The dynamic production fitting method is used in the coupled production and pressure dynamic model (see in Appendix A.), and wellbore and fracture parameters can be achieved. Additionally, the specific steps include:
Step 1. Collect and sort geological and engineering parameters.
Step 2. Specify the input and output parameters of the identification method, analyze the data according to the credibility of the data, and clarify its input and output parameters.
Step 3. Apply well test dynamic model, and use well test curve fitting to perform effective fracture network parameter calculation.
Step 4. Apply production pressure coupling dynamic inversion parameters, use production pressure coupling curve fitting to perform effective fracture network parameter calculation of SRV and productivity on production dynamic data.
In the first step, the geological engineering parameters are collected and organized, including gas reservoir, fluid and wellbore parameters, fracturing construction parameters, microseismic monitoring data, well-test data, and production performance data.
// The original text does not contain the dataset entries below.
PR #477, opened 2015-08-10
Date filter should filter records for the whole day

pulzarraider:
This PR takes code from issues #346, #345, #285 from original authors: @cassianotartari, @sirian. I fixed some minor issues and added into this PR so it can be merged into current code without conflicts.

| Q             | A
| ------------- | ---
| Bug fix?      | yes
| New feature?  | no
| BC breaks?    | no
| Deprecations? | no
| Tests pass?   | yes
| Fixed tickets | #346, #345, #285
| License       | MIT

PR #1189, opened 2020-11-07
Fix date handling through `DateRangeFilter`

phansys:
## Subject
Fix how dates from `DateRangeType` are handled by `DateRangeFilter`.
    
When the `DateRangeType` uses different values between "view_timezone" and "model_timezone" options, the values that are processed by `AbstractDateFilter::filter()` are `\DateTime` objects (start and end) holding the same timestamp than the view data, but represented in the timezone configured for the model data (thus, the offset of these objects is set to the model timezone and the date and time references are adjusted accordingly).
Previous to this commit, these date and time conversions were becoming imprecise since the `\DateTime` objects used in the filter were being manipulated to set the time part to "00:00:00" (in case of start) and to "23:59:59" (in case of end), which produces wrong results given the offset between the view and the model data is lost in these operations.
This commit removes the manipulation of the start time completely, and changes the manipulation done for the end time, by adding "23:59:59" hours to the received value, since both dates are expressed originally at "00:00:00" in the view timezone.

I am targeting this branch, because these changes are intended to respect BC.

Related to #477.

## Changelog

```markdown
### Fixed
- Setting wrong date and time references at `AbstractDateFilter::filter()`.
```

## To do

- [x] Update the tests;
- [x] Add the corresponding entries for the changelog;
- [x] Add details to the commit message and explain better what this PR fixes.

### DIFF
--- a/src/Filter/AbstractDateFilter.php
+++ b/src/Filter/AbstractDateFilter.php
@@ -65,13 +65,15 @@ abstract class AbstractDateFilter extends Filter
             }
 
             // date filter should filter records for the whole days
-            if (false === $this->time) {
-                if ($value['value']['start'] instanceof \DateTime) {
-                    $value['value']['start']->setTime(0, 0, 0);
-                }
-                if ($value['value']['end'] instanceof \DateTime) {
-                    $value['value']['end']->setTime(23, 59, 59);
-                }
+            if (false === $this->time && $value['value']['end'] instanceof \DateTime) {
+                // since the received `\DateTime` object  uses the model timezone to represent
+                // the value submitted by the view (which can use a different timezone) and this
+                // value is intended to contain a time in the begining of a date (IE, if the model
+                // object is configured to use UTC timezone, the view object "2020-11-07 00:00:00.0-03:00"
+                // is transformed to "2020-11-07 03:00:00.0+00:00" in the model object), we increment
+                // the time part by adding "23:59:59" in order to cover the whole end date and get proper
+                // results from queries like "o.created_at <= :date_end".
+                $value['value']['end']->modify('+23 hours 59 minutes 59 seconds');
             }
 
             // transform types
--- a/tests/Filter/DateRangeFilterTest.php
+++ b/tests/Filter/DateRangeFilterTest.php
@@ -20,7 +20,7 @@ use Sonata\DoctrineORMAdminBundle\Filter\DateRangeFilter;
 /**
  * @author Patrick Landolt <patrick.landolt@artack.ch>
  */
-class DateRangeFilterTest extends TestCase
+final class DateRangeFilterTest extends TestCase
 {
     public function testFilterEmpty(): void
     {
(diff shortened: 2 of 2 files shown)


tests/Filter/DateRangeFilterTest.php
```diff
@@ -119,4 +119,67 @@ public function testFilterEndDate(): void
...
+            ],
+        ]);
+
+        $this->assertTrue($filter->isActive());
+        $this->assertSame(['alias.field <= :field_name_1'], $builder->query);
+        $this->assertSame(['field_name_1' => $modelEndDateTime], $builder->parameters);
+        $this->assertSame($expectedEndDateTime->getTimestamp(), $modelEndDateTime->getTimestamp());
+    }
+
+    public function provideDates(): iterable
```
greg0ire, line 153:
```suggestion
    /**
     * @return \Generator<array{\DateTimeImmutable, \DateTime, \DateTimeZone}>
     */
    public function provideDates(): iterable
```

tests/Filter/DateRangeFilterTest.php
```diff
@@ -119,4 +119,67 @@ public function testFilterEndDate(): void
         $this->assertSame(['field_name_1' => $endDateTime], $builder->parameters);
         $this->assertTrue($filter->isActive());
     }
+
+    /**
+     * @dataProvider provideDates
+     */
+    public function testFilterEndDateCoversWholeDay(\DateTimeImmutable $expectedEndDateTime, \DateTime $viewEndDateTime, \DateTimeZone $modelTimeZone): void
+    {
```
greg0ire, line 127:
```suggestion
    public function testFilterEndDateCoversWholeDay(
        \DateTimeImmutable $expectedEndDateTime,
        \DateTime $viewEndDateTime,
        \DateTimeZone $modelTimeZone
    ): void {
```

greg0ire (commented):
Great commit message! Just a few nitpicks and this should be good to go!

greg0ire (approved):

VincentLanglet (approved):

VincentLanglet (commented):
Should we add a comment ?

src/Filter/AbstractDateFilter.php
```diff
@@ -66,11 +66,8 @@ public function filter(ProxyQueryInterface $queryBuilder, $alias, $field, $value
 
             // date filter should filter records for the whole days
             if (false === $this->time) {
-                if ($value['value']['start'] instanceof \DateTime) {
-                    $value['value']['start']->setTime(0, 0, 0);
-                }
                 if ($value['value']['end'] instanceof \DateTime) {
-                    $value['value']['end']->setTime(23, 59, 59);
+                    $value['value']['end']->modify('+23 hours 59 minutes 59 seconds');
```
phansys, line 70: Something like this @VincentLanglet?
```suggestion
                    // since the received `\DateTime` object  uses the model timezone to represent
                    // the value submitted by the view (which can use a different timezone) and this
                    // value is intended to contain a time in the beginning of a date (IE, if the model
                    // object is configured to use UTC timezone, the view object "2020-11-07 00:00:00.0-03:00"
                    // is transformed to "2020-11-07 03:00:00.0+00:00" in the model object), we increment
                    // the time part by adding "23:59:59" in order to cover the whole end date and get proper
                    // results from queries like "o.created_at <= :date_end".
                    $value['value']['end']->modify('+23 hours 59 minutes 59 seconds');
```

VincentLanglet: Seems great indeed !

phansys: It's added.

VincentLanglet (approved):

franmomu (approved):

PR #1192, opened 2020-11-08
Fix not to call an id method without object.

ggabrovski:
## Subject

In next major of **SonataAdminBundle** only object will be allowed as argument for the `id` method, so we need to skip calling this method without object.


VincentLanglet:
Since it's BC you can do it on the 3.x branch ;)

ggabrovski:
OK, I will close this PR and make new one to 3.x

PR #1193, opened 2020-11-08
Fix not to call an id method without object.

ggabrovski:
## Subject
In next major of **SonataAdminBundle** only object will be allowed as argument for the `id` method, so we need to skip calling this method without object.

### DIFF
--- a/src/Resources/views/Form/form_admin_fields.html.twig
+++ b/src/Resources/views/Form/form_admin_fields.html.twig
@@ -56,7 +56,7 @@ file that was distributed with this source code.
 {% block sonata_type_model_list_widget %}
     <div id="field_container_{{ id }}" class="field-container">
         <span id="field_widget_{{ id }}" class="field-short-description">
-            {% if sonata_admin.field_description.associationadmin.id(sonata_admin.value) %}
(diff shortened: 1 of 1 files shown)


VincentLanglet (approved):

src/Resources/views/Form/form_admin_fields.html.twig
```diff
@@ -56,7 +56,7 @@ file that was distributed with this source code.
 {% block sonata_type_model_list_widget %}
     <div id="field_container_{{ id }}" class="field-container">
         <span id="field_widget_{{ id }}" class="field-short-description">
-            {% if sonata_admin.field_description.associationadmin.id(sonata_admin.value) %}
+            {% if sonata_admin.value and sonata_admin.field_description.associationadmin.id(sonata_admin.value) %}
```
phansys, line 59:
```suggestion
            {% if sonata_admin.value and sonata_admin.field_description.associationadmin.id(sonata_admin.value) is not null %}
```

phansys (changes requested):

phansys (approved):

VincentLanglet (approved):

VincentLanglet:
Thanks @ggabrovski

PR #1194, opened 2020-11-08
Remove the deprecation from getNormalizedIdentifier

ggabrovski:
## Subject

Remove the deprecation in `getNormalizedIdentifier`, because of allow null as return type for `getUrlSafeIdentifier`, `getNormalizedIdentifier` and `id` in **SonataAdmin**.

### DIFF
--- a/UPGRADE-3.x.md
+++ b/UPGRADE-3.x.md
@@ -4,6 +4,10 @@ UPGRADE 3.x
 UPGRADE FROM 3.24 to 3.25
 =========================
 
+### Sonata\DoctrineORMAdminBundle\Model\ModelManager
+
+Previously passing an object which is in state new or removed as argument 1 for `getNormalizedIdentifier()` was deprecated and would throw an exception in 4.0. Since throwing an exception is not allowed (and returning `null` is still allowed), the deprecation is removed.
+
 ### Added full support for `\DateTimeImmutable` in filters extending `Sonata\DoctrineORMAdminBundle\Filter\AbstractDateFilter`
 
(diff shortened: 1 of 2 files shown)


phansys (commented):
We should make this decision clear at `UPGRADE-3.x.md`.

VincentLanglet:
> We should make this decision clear at `UPGRADE-3.x.md`.

Previously we wrote
```
UPGRADE FROM 3.19 to 3.20
=========================

### Sonata\DoctrineORMAdminBundle\Model\ModelManager

Deprecated passing `null` or an object which is in state new or removed as argument 1 for `getNormalizedIdentifier()`.
```

What's phansys expect is to add something like 
```
UPGRADE FROM 3.x to 3.x
=======================

### Sonata\DoctrineORMAdminBundle\Model\ModelManager

Previously passing an object which is in state new or removed as argument 1 for `getNormalizedIdentifier()` was deprecated and would throw an exception in 4.0. Since throwing an exception is not allowed (and returning `null` is still allowed), the deprecation is removed.
```

You confirm @phansys ?

phansys:
>You confirm @phansys ?

I agree with that message. Thank you.

VincentLanglet:
@ggabrovski Do you have some time to add a line to the Upgrade note ?

You also need to rebase 3.x to fix the build.

ggabrovski:
I made it, sorry for the mistake.

VincentLanglet (approved):

phansys (approved):

phansys:
Thank you @ggabrovski!

PR #1190, opened 2020-11-07
Add support for `\DateTimeImmutable` at `AbstractDateFilter::filter()`

phansys:
## Subject
Add support for `\DateTimeImmutable` at `AbstractDateFilter::filter()`.

I am targeting this branch, because this change respects BC.

## Changelog

```markdown
### Added
- Support for `\DateTimeImmutable` at `AbstractDateFilter::filter()`.
```

PR #1196, opened 2020-11-09
Add upgrade note for #1190

phansys:
## Subject
Add missing upgrade note for #1190.

I am targeting this branch, because this change does not affect BC.

Related to #1190.

I'm not adding a changelog about this change since the related PR is not present in any release yet.

### DIFF
--- a/UPGRADE-3.x.md
+++ b/UPGRADE-3.x.md
@@ -4,6 +4,19 @@ UPGRADE 3.x
 UPGRADE FROM 3.x to 3.x
 =======================
 
+### Added full support for `\DateTimeImmutable` in filters extending `Sonata\DoctrineORMAdminBundle\Filter\AbstractDateFilter`
+
+- `Sonata\DoctrineORMAdminBundle\Filter\DateFilter`
+- `Sonata\DoctrineORMAdminBundle\Filter\DateRangeFilter`
+- `Sonata\DoctrineORMAdminBundle\Filter\DateTimeFilter`
+- `Sonata\DoctrineORMAdminBundle\Filter\DateTimeRangeFilter`
+- `Sonata\DoctrineORMAdminBundle\Filter\TimeFilter`
+
+Previous to this change, only the instances of `\DateTime` were manipulated in these
+filters to set the time under determined circumstances. If you are using them with instances
+of `\DateTimeImmutable`, be aware of this change in order to confirm if you must update
+your implementation.
+
 ### Sonata\DoctrineORMAdminBundle\Filter\CallbackFilter
 
 Deprecate the usage of a callback which does not return a boolean value.


VincentLanglet (approved):

franmomu:
I thought the `UPGRADE-x.md` file was meant to add things a user has to do in order to upgrade to version `x`, I see this more in the changelog of the original PR.

phansys:
I understand your point @franmomu.
My concern is about the change in the behavior for cases where an instance of `\DateTimeImmutable` is already passed in projects using previous versions.
By instance, the time manipulation done at `AbstractDateFilter::filter()` was not affecting the passed value if it was an instance of `\DateTimeImmutable`, but now it does:

https://github.com/sonata-project/SonataDoctrineORMAdminBundle/blob/d6fc51cc14530dc30145f30873d0e4778a8d4b88/src/Filter/AbstractDateFilter.php#L67-L77

franmomu:
Ah, that makes sense! but should the upgrade note reflect these changes? otherwise looks like just support was added (it is what happened to me).

VincentLanglet:
We should be more clear about what we should put to the UPGRADE note.
Same issue here https://github.com/sonata-project/SonataAdminBundle/pull/6585

If we add new feature to upgrade note, adding them to the changelog seems useless.

To me, we should just add to the upgrade note things that will need change from the developer like deprecations (or mandatory BC-break)
Bug fix and new feature shouldn't be added.

phansys:
Personally, I see the upgrade document as the first place where I should go to check if something related to a package stopped to work or if some previous behavior seems to be changed. If I can't find something related there, I check the changelog.
>Ah, that makes sense! but should the upgrade note reflect these changes?

I agree, I'll try to update the message today.

VincentLanglet:
> Personally, I see the upgrade document as the first place where I should go to check if something related to a package stopped to work or if some previous behavior seems to be changed.

If something need to be added to the upgrade document, there should always be with a "HOW-TO" then.

phansys:
>If something need to be added to the upgrade document, there should always be with a "HOW-TO" then.

Should we take the following premise as part of the "HOW-TO" you're proposing?
>If you are using these filters with instances of `\DateTimeImmutable`, be aware of this change in order to determine if you must update your implementation.

VincentLanglet:
> > If something need to be added to the upgrade document, there should always be with a "HOW-TO" then.
> 
> Should we take the following premise as part of the "HOW-TO" you're proposing?
> 
> > If you are using these filters with instances of `\DateTimeImmutable`, be aware of this change in order to determine if you must update your implementation.

I would say yes.

But in this case, I don't understand you because `\DateTimeImmutable` wasn't supported yet.
https://github.com/sonata-project/SonataDoctrineORMAdminBundle/pull/1190

phansys:
>But in this case, I don't understand you because \DateTimeImmutable wasn't supported yet.
So why someone would use it with \DateTimeImmutable.

I'd say that they were already supported (the filter doesn't have any check forbidding the type), but not in a fully or a proper way (they weren't receiving the same treatment as `\DateTime` instances).
That's why I consider this as a MINOR instead of PATCH, but we could discuss about this point.

VincentLanglet:
> I'd say that they were already supported (the filter doesn't have any check forbidding the type), but not in a fully or a proper way (they weren't receiving the same treatment as `\DateTime` instances).
> That's why I consider this as a MINOR instead of PATCH, but we could discuss about this point.

Ok.

phansys:
>Ah, that makes sense! but should the upgrade note reflect these changes? otherwise looks like just support was added (it is what happened to me).

The note was updated @franmomu :+1:

VincentLanglet (approved):

franmomu (dismissed):

VincentLanglet:
You may need to rebase

VincentLanglet (approved):

OskarStark (approved):

OskarStark:
@franmomu please give us a final review here, thanks

franmomu (approved):

franmomu:
Thanks @phansys!

PR #1198, opened 2020-11-12
Use correctly phpstan-symfony

VincentLanglet:
Pedantic

I'm not sure, but it seems like it was installed but not used ?

### DIFF
--- a/composer.json
+++ b/composer.json
@@ -54,6 +54,7 @@
         "sonata-project/admin-bundle-persistency-layer": "1.0.0"
     },
     "require-dev": {
+        "phpstan/extension-installer": "^1.0",
         "phpstan/phpstan": "^0.12.52",
         "phpstan/phpstan-symfony": "^0.12.10",
         "psalm/plugin-symfony": "^2.0",


OskarStark:
can use phpstan/extension-installer instead?

VincentLanglet:
@OskarStark @franmomu started to do it without the extension-installer
See https://github.com/sonata-project/SonataTranslationBundle/blob/2.x/phpstan.neon.dist#L3

IMHO we should do the same way for all projects. But we can use extension-installer everywhere instead.
Updating all the bundle with phpstan should be easy.

OskarStark:
> MHO we should do the same way for all projects. But we can use extension-installer everywhere instead. 

I would vote for this. WDYT @franmomu ?

franmomu:
> > MHO we should do the same way for all projects. But we can use extension-installer everywhere instead.
> 
> I would vote for this. WDYT @franmomu ?

yeah, I'm fine with the extension installer, I just did it this way to not require another package.

VincentLanglet:
Done @franmomu @OskarStark 

I also done https://github.com/sonata-project/SonataAdminBundle/pull/6592

greg0ire (commented):
I think you added `phpstan/phpstan-symfony` in https://github.com/sonata-project/SonataDoctrineORMAdminBundle/pull/1172, but it does not seem to be needed for now. Was it "just in case"? Because I think we might as well remove it…

VincentLanglet:
> Was it "just in case"?

Not sure, kinda maybe. Isn't something like a bonus ?
It works without, but with we may detect some supplementary issue.

It's like phpstan-phpunit, without phpstan works well, but with we can detect some issues in our tests.

greg0ire:
>  It works without, but with we may detect some supplementary issue.

I think it's more about not detecting extra issues, for instance with the console component, phpstan might complain that we are using an input argument as an integer without knowing, because the return type is `int|string|array<string>|whatever`. Or if you do `$container->get('some_service')`, phpstan might complain again because it does not know the type .

I don't think you can find a feature we use or are likely to use in this bundle in [the list of features improved by this extension](https://github.com/phpstan/phpstan-symfony#phpstan-symfony-framework-extensions-and-rules). The only 2 features that seem to be about discovering issues are:

Notifies you when you try to get an unregistered service from the container.
Notifies you when you try to get a private service from the container.

We don't get services from the container in this bundle, and are unlikely to do so in the future as it is a bad practice.

But maybe I'm missing the bigger picture? Is the plan to add this extension to all packages that end with `Bundle`? It does not have a lot of dependencies so that would probably not be that big of a deal.

VincentLanglet:
> But maybe I'm missing the bigger picture? Is the plan to add this extension to all packages that end with `Bundle`?It does not have a lot of dependencies so that would probably not be that big of a deal. 

This package also provide stubs, in order to fix/improve the phpdoc from Symfony. Since there is more and more stub provided, if we currently not using them, one day we will.

Plus, We're using psalm-symfony, so I find weird that we're not using phpstan-symfony.

I think indeed it could be simpler to add symfony plugin to every symfony related project.

greg0ire (approved):
Sounds sensible enough.

core23 (approved):

greg0ire:
Thanks @VincentLanglet !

Analyze the data according to the feasibility of the data, and clarify their input and output parameters.

4. Results and Discussion

4.1. Fracture Parameters and Complexity

4.1.1. Basic Parameters and Results

Well X1–10 in Tongnanba block was stimulated with 11 stages, which is shown in Table 2. Fracturing fluid used in each stage is from 1706.5 m3 to 2484.1 m3.
With the log-log plot of fall-off pressure after shut-in of different stages of Well X1–10 (Figure 7, Figure 8, Figure 9 and Figure 10), the fracture closure characteristic appeared with a segment of slope 1. Additionally, the ISIP (instantaneous shut-in pressure) and bottom wellbore pressure could be achieved. p1* (the value of dp/dG in G function) could be obtained with G-function analysis at the fracture closure time determined by characteristic period in log-log plot. The 1–7th stages of Well X1–10 are distributed in the fault-fracture zone (3160–3700 m).
G-function and log-log plot of fall-off pressure after shut-in indicate that pressure falls off much faster in fault-fracture zone than that of other stages. With the pressure fall-off model, the fracture geometrical parameters and the fracture complexity (ratio of natural fracture area to hydraulic fracture area) could be obtained, which is shown in Table 3.
There were 11 stages analyzed and the average fracture height is 28.4m. The fracture half lengths vary from 113.99 to 161.18m, and average fracture half length is 139.3m. The area of primary fracture area per stage is from 30,946.6m2 to 65,091.5m2, and the fracture complexity per stage is from 3.88–12.63. Additionally, fracture complexity in the 3rd stage (fault-fracture zones) reaches its highest value, which means plenty of natural fractures are activated during the stimulation process.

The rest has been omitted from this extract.